Doing good OHC! Any pics of the WW available?


----------



## OldHippieChick

225 sorry I lied and didn't post one last night..... I was in shock when I opened the tent and found her half dead looking. Will post one this evening - and will be asking for help in developing a recovery plan. She looks like she has several things going on - might need to replant if someone tells me its nute lock .... I just know she's gona turn hermie on me. She's taken more crap from me than I would wish on any plant. Promise to post when her light goes on this evening.

So here they are - please help if you can....
ph has been 6.4 but I suspect a nute block and am considering repotting and putting her back into veg for a few weeks while she still is a female.


----------



## OldHippieChick

I'm going back into the sick plant section to make sure I present my amature diagnosis correctly here - please comment, thanks.


----------



## OldHippieChick

*Leaves are a uniform yellow or light green*; leaves die & drop; growth is slow. Leaf margins are not curled-up noticeably. >> Nitrogen (N) deficiency.

Margins of the leaves are turned up, and the tips may be twisted. *Leaves are yellowing (and may turn brown), but the veins remain somewhat green*. >> Magnesium (Mg) deficiency.

Leaves are dark green or red/purple. *Stems and petioles may have purple & red on them*.* Leaves may turn yellow* or curl under. Leaf may drop easily. *Growth may be slow and
leaves may be small*. >> Phosphorous (P) deficiency.

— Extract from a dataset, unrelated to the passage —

PR #631, opened 2026-02-02
fix(azure): correct Microsoft Fabric blob endpoint domain

kevinjqliu:

Closes #.

# Rationale for this change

*Leaves are yellow or white, but the veins are mostly green.* >> Iron (Fe) deficiency. 

Leaves are *light green or yellow beginning at the base, while the leaf
margins remain green*. Necrotic spots may be between veins. Leaves are not twisted. >> *Manganese (Mn) deficiency*.

*I see that I've been treating with mangesium when the same symptoms may require Manganese.* ?????

I'm conflicted about a iron deficiency because I've read that's very rare ?

I see evidence of N and P deficiency but if a WW can't handle full strength nutes how am I supposed to get these levels up? 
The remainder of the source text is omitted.